January 11, 2007 - Jesus Saves


Jesus saves
By John Fischer

Having a mission in life is what being purpose driven is all about. Being someone’s mission in life is something else entirely. It’s an important distinction.

Have you ever been someone’s mission in life? Maybe it was to get you to do something or go somewhere, or make some change in your life. The only way you can accept something like this is if you know, deep down, the person on a mission really loves you and wants the best for you even though you think he or she might be wrong about what that is. If you are uncertain about how the person on a mission feels about you, you will undoubtedly be devalued by this experience. You will feel that it isn’t you the person cares about as much as his or her mission for you that is paramount. You will feel like an agenda on the person’s “to-do” list or a target of the person’s hunt.

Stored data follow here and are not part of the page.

Issue #502, opened 2024-03-10
Add a periodic check for "1 probe per IP" rule


MartinKolarik:
To do after #501.

Even though we already have a check for allowing just one probe per IP, it can fail in some special cases, such as network failures in retrieving the remote probes or a simple race condition when two clients connect each to a different server at once.

Given the distributed nature of the system, we can't really make the check 100% reliable. I suggest we simply add an extra periodic check and if we detect two probes with the same IP there, all except the first one get disconnected.

PR #513, opened 2024-04-04
feat: periodic ip limit check

alexey-yarmosh:
Fixes https://github.com/jsdelivr/globalping/issues/502

### DIFF
--- a/src/lib/ws/helper/probe-ip-limit.ts
+++ b/src/lib/ws/helper/probe-ip-limit.ts
@@ -27,21 +27,29 @@ export class ProbeIpLimit {
 	}
 
 	async syncIpLimit () {
-		const sockets = await this.fetchRawSockets();
-		// Sorting sockets by id, so all workers will treat the same socket as "first".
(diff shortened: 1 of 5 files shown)


src/lib/ws/helper/probe-ip-limit.ts
```diff
@@ -1,19 +1,62 @@
...
+			this.syncIpLimit()
+				.finally(() => this.scheduleSync())
+				.catch(error => logger.error(error));
+		}, 60_000 * 2 * Math.random() * numberOfProcesses).unref();
 	}
 
-	const probes = await fetchProbes({ allowStale: false });
-	const previousSocket = probes.find(p => p.ipAddress === ip && p.client !== socketId);
+	async syncIpLimit () {
+		const sockets = await this.fetchRawSockets();
```
MartinKolarik, line 30: How about we use `fetchProbes()` here (even `allowStale: true` should be fine I think), and only call `fetchRawSockets()` if we need the socket instance (to disconnect it)?

MartinKolarik (approved):

Issue #536, opened 2024-08-09
Check random e2e failures


MartinKolarik:
https://github.com/jsdelivr/globalping/actions/runs/10320878547/job/28572446539#step:6:1074
https://github.com/jsdelivr/globalping/actions/runs/10321158227/job/28573377490#step:6:436

Reproducible (in a few attempts) locally. Suspecting https://github.com/jsdelivr/globalping/blob/6934953f8667740712e208802148c4928205aac6/src/lib/ws/helper/reconnect-probes.ts#L13 based on the logs.

alexey-yarmosh:
Main reason indeed was probe reconnection logic, it is now disabled in e2e.
Also, 1 time I got probe stuck on `Checking for the latest version`, may be it was just a connection problem, but if repeated should be addressed too:
https://github.com/jsdelivr/globalping/actions/runs/10816945087/job/30009228800#step:6:335

Issue #328, opened 2023-04-07
Limits endpoint


jimaek:
We need an endpoint that the user and all tools could call to see the limits that apply to the user.

E.g. anon would see something like "max:100, used:50, available:50, type:IP"

Later we would expand it to understand API keys and show remaining credits. But the format would be different so need a way to combine them.

MartinKolarik:
I'm thinking this format, where:
 - `type` is `ip` or `user`,
 - `read` is returned only if it applies (doesn't right now, might to anon users after #526),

I know of good relationships between believers and unbelievers, and I know of bad. The good ones are the result of a genuine loving and accepting of each other that goes both ways. These relationships can last a long time (a lifetime, for that matter) without any change in either one’s position. For that to happen, does the believer have to keep his or her beliefs secret or in the background? Not at all. The deciding factor will be not that these two are working toward agreement, but that they love and respect each other regardless. If the love and respect is strong, the believer can relate anything about personal faith to the other.

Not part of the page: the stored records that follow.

Issue #526, opened 2024-06-22
Rate limits for GET


MartinKolarik:
We're getting way too many GET requests from some users, e.g., 60 / second for a single measurement. With several measurements running, it adds up quickly. The measurements themselves seem valid, so I think this is more likely an oversight on the users' end than an intentional DoS attempt.

I suggest we implement some (very high) limits on the currently unlimited GET requests. They shouldn't impact regular users at all but should catch extreme cases like this.

Some options I'm currently considering (may be combined):

- 3 requests per measurement per (IP or authed user) per second. This means people don't get restricted when running many measurements at once but can't send too many requests with just 1 measurement.
- 25 000 requests / hour / IP - only for anonymous requests. This would additionally prevent intentional DoS attempts. The number is based on 250 free tests and 100 requests per each, which is way more than needed. No hourly limit when using an API key.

This is the model Christians need to follow for relationships with those who are not Christians – even those who are strongly anti-Christian. This is especially true for long-term relationships with neighbors, co-workers, and family members who share differing beliefs. Sometimes I wonder if our primary motive for evangelism is to get people on our side, or to love them into the Kingdom of eternal life.

This is when a sense of mission for Christians sometimes has a tendency to go somewhat awry. When it becomes our mission to save people, people can easily become targets, projects, assignments, or serve a host of other utilitarian purposes. The problem with this is that people become a means to an end. The end is to save everyone, to preach to everyone, to warn everyone, or in some way fulfill an obligation.

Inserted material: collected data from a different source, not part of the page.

Issue #537, opened 2024-08-17
Support IP ranges whitelist


jimaek:
https://github.com/jsdelivr/globalping/blob/master/config/whitelist-ips.txt
e.g. 8.8.8.8/24

PR #568, opened 2024-10-31
feat: whitelist ranges

alexey-yarmosh:
Fixes https://github.com/jsdelivr/globalping/issues/537


jimaek:
Maybe lets also add an example IP range to the config to make it clear that its supported, e.g. 8.8.4.0/24

MartinKolarik (approved):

Let’s make one thing perfectly clear: We don’t save anyone. Only Jesus saves. Our calling is to love God and our neighbors. In the process of loving our neighbors, we will inevitably introduce them to Jesus. (There’s no way you can love someone and not tell them about the most important thing in your life.) What happens then is God’s business, but we will be a witness to what we know of God to those who are compelled to ask. In the meantime, our mission is to keep on loving our neighbors, regardless.

Love is truly our highest calling. It relates to all people saved or unsaved, regardless of religion, race, or gender. Love as God loves and you will not go wrong. When love is the goal, everything else gets done in the process.